#AmWriting – An awkward fit

It’s been a while, but since I last posted about my own writing I’ve written loads (by my standards).

Firstly, I made a few pages’ progress on a folk horror novella that I really should have finished by now.

Then, in a flash of inspiration, a potential recurring character came to me and I wrote the first story featuring him (rewritten, edited and submitted to a magazine; fingers crossed).

Thirdly, I’ve almost finished the first draft of another story with the same character. The end of this latter story has taken several attempts. I normally don’t like scrapping entire pages and feel that if I’ve gone so far down a particular route then I’m committed. But I’m trying to be more flexible and let the story go where the characters take it: and if that means the destination is different from the one I anticipated earlier, so be it. This story took a weird turn when it jumped from 1990 to the early 19th century and back. I didn’t expect that, but it definitely adds depth.
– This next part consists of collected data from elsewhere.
Issue #524, opened 2023-05-30
Add rate limit throttling option


IdoKendo:
This issue proposes to add an optional way to include rate limiting on endpoints.
Example usage:
```py
@app.get("/", rate_limit=(3, 1))
async def hello_world():
    return "Hello world"
```
In this case, the limit will be 3 requests per minute:

```bash
❯ curl http://127.0.0.1:8080/ -s -o /dev/null -w "%{http_code}"
200
❯ curl http://127.0.0.1:8080/ -s -o /dev/null -w "%{http_code}"
200
❯ curl http://127.0.0.1:8080/ -s -o /dev/null -w "%{http_code}"
200
❯ curl http://127.0.0.1:8080/ -s -o /dev/null -w "%{http_code}"
429
```

In order to allow multiple workers to track the same rate limit, there will be a need to use a store such as Redis to keep the information. The usage information should be per endpoint and client.

The Redis client can be stored either as an environment variable (ROBYN_REDIS) or as a startup argument (--redis).

In case there is no Redis client defined and any endpoint has a stated rate_limit, the app would store the information in memory. This should be noted on startup in case any endpoint in the app defines a rate limit.

IdoKendo:
Few questions:
1. Would you then use this limiter as part of the decorator? i. e.
```py
from robyn import RateLimiter
from robyn import Robyn

app = Robyn(__file__)
limiter = RateLimiter(app, "100/minute;10/second")

@app.get("/", limiter=limiter)
async def hello_world():
    return "Hello world"
```
Or did you have some other implementation in mind? In my opinion, this is nicer, since you can have different limits on different routes. Maybe some routes need stricter limits than others etc.

2. On the other hand, do you think that this should also allow for global limiting, e.g:
```py
from robyn import RateLimiter
from robyn import Robyn

app = Robyn(__file__)
limiter = RateLimiter(app, "100/minute;10/second")
app.set_limit(limiter)

@app.get("/")
async def hello_world():
    return "Hello world"
```

3. Lastly, on a different note, I started looking into the implementation and I don't see that we keep any client request data to be able to track limits per client, does it exist somewhere and I just missed it, or should I work on implementing it first?

IdoKendo:
After much deliberation and back-and-forth, I've decided to make this feature an external plugin. 
The repo is located at https://github.com/IdoKendo/robyn_rate_limits and it's publish to PyPI under `robyn-rate-limits`.

PR #530, opened 2023-06-02
feat: add ip_addr field to Request object

IdoKendo:
**Description**

This PR contributes towards #524 by adding the client's IP address to the request object.
By having the client's IP address we can later on implement rate limiting per IP address.

An example assert was added to the middleware base routes.

### DIFF
--- a/src/server.rs
+++ b/src/server.rs
@@ -380,6 +380,10 @@ async fn index(
     req: HttpRequest,
 ) -> impl Responder {
     let mut request = Request::from_actix_request(&req, body, &global_request_headers);
+    request.ip_addr = req
+        .peer_addr()
+        .map(|val| val.ip().to_string())
+        .unwrap_or_else(String::new);
 
     // Before middleware
     // Global
--- a/src/server.rs
+++ b/src/server.rs
@@ -380,10 +380,6 @@ async fn index(
     req: HttpRequest,
 ) -> impl Responder {
     let mut request = Request::from_actix_request(&req, body, &global_request_headers);
-    request.ip_addr = req
-        .peer_addr()
-        .map(|val| val.ip().to_string())
-        .unwrap_or_else(String::new);
 
     // Before middleware
     // Global
--- a/src/types/request.rs
+++ b/src/types/request.rs
@@ -14,6 +14,7 @@ pub struct Request {
     #[pyo3(from_py_with = "get_body_from_pyobject")]
     pub body: Vec<u8>,
     pub url: Url,
+    pub ip_addr: String,
 }
 
 impl ToPyObject for Request {
@@ -33,6 +34,7 @@ impl ToPyObject for Request {
             body,
             method: self.method.clone(),
             url: self.url.clone(),
+            ip_addr: self.ip_addr.clone(),
         };
         Py::new(py, request).unwrap().as_ref(py).into()
     }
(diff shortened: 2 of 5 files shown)


src/server.rs
```diff
@@ -380,6 +380,10 @@ async fn index(
     req: HttpRequest,
 ) -> impl Responder {
     let mut request = Request::from_actix_request(&req, body, &global_request_headers);
```
JackThomson2, line 382: Should the ip_addr not be set in this function?

IdoKendo: You're right! Was kinda planning on doing it and just missed it in the end, will move it.

IdoKendo:
> @IdoKendo , Thanks for the PR. Great work 😄
> 
> I have a question - should we be rate limiting based on the IP address or per client?

Yeah, so for public-facing APIs it's usually limited by IP. If it is a private API and some authentication is in place it should be blocked by auth. So for the rate limit implementation, we'll need to consider both cases.
Not sure where we're standing on authentication for private APIs, but for now I think adding the IP address in the request object is a necessary first step. Also, it could benefit other features in the future as well.

sansyrox:
> Yeah, so for public-facing APIs it's usually limited by IP. If it is a private API and some authentication is in place it should be blocked by auth. So for the rate limit implementation, we'll need to consider both cases.
Not sure where we're standing on authentication for private APIs, but for now I think adding the IP address in the request object is a necessary first step. Also, it could benefit other features in the future as well.

@IdoKendo , perfect then. The authentication in general is still a WIP. So, this will be a good approach.

src/types/request.rs
```diff
@@ -14,6 +14,7 @@ pub struct Request {
     #[pyo3(from_py_with = "get_body_from_pyobject")]
     pub body: Vec<u8>,
     pub url: Url,
+    pub ip_addr: String,
```
JackThomson2, line 17: Just thinking, would an optional string make more sense here? Rather than giving them an empty string if it's missing? Just a thought. Would also save allocating if we didn't have one

IdoKendo: That's actually a good idea, how would that translate on the Python side? as just a `None`?

sansyrox: @IdoKendo , yes. A `None | str`

src/types/request.rs
```diff
@@ -95,6 +99,8 @@ pub struct PyRequest {
     pub method: String,
     #[pyo3(get)]
     pub url: Url,
+    #[pyo3(get)]
+    pub ip_addr: Option<String>,
```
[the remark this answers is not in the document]
JackThomson2: Actix returns the requester info as optional https://docs.rs/actix-web/latest/actix_web/struct.HttpRequest.html#method.peer_addr not sure in what cases this is empty but I guess it's best to handle it at least.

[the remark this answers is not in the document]
sansyrox: Ah, okay. Fair enough. :D

sansyrox (commented):
One last comment @IdoKendo before we can merge this. Can you please write some docs regarding this in the `docs/examples.md` section?

IdoKendo:
> One last comment @IdoKendo before we can merge this. Can you please write some docs regarding this in the `docs/examples.md` section?

No problem, I will add the docs! 😎

sansyrox (approved):
Great work! LGTM 😄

While planning the end I jotted down a couple of paragraphs in my notebook as the ideas arose, meaning to slot them in later. But by the time I got to the point they were intended for, only one of the paragraphs still rang true. The other may have been a beautifully articulated insight into eternal human truths (or it may not), but it was as incongruous as a cuckoo at Christmas.

Stories grow as you write them – or they should, if they’re to have any life on the page for a reader to connect to. That means that your perfect, crystalline idea of how it should end might not actually be appropriate by the time you’ve come to write it. Writing isn’t LegoTM.

On the second attempt at finishing the story, the remaining paragraph also didn’t quite fit. The words I’d chosen may have been perfect for the paragraph standing alone but it was no longer right because of how the story had since developed. As paragraphs go I was fairly pleased with it, but outwith the story it was written for it had no purpose. It had to die.

This was a salutary little lesson, and another reminder of the need to kill your darlings. Don’t be precious about a piece of writing. They’re only words, and if they don’t serve the larger piece, leave them out.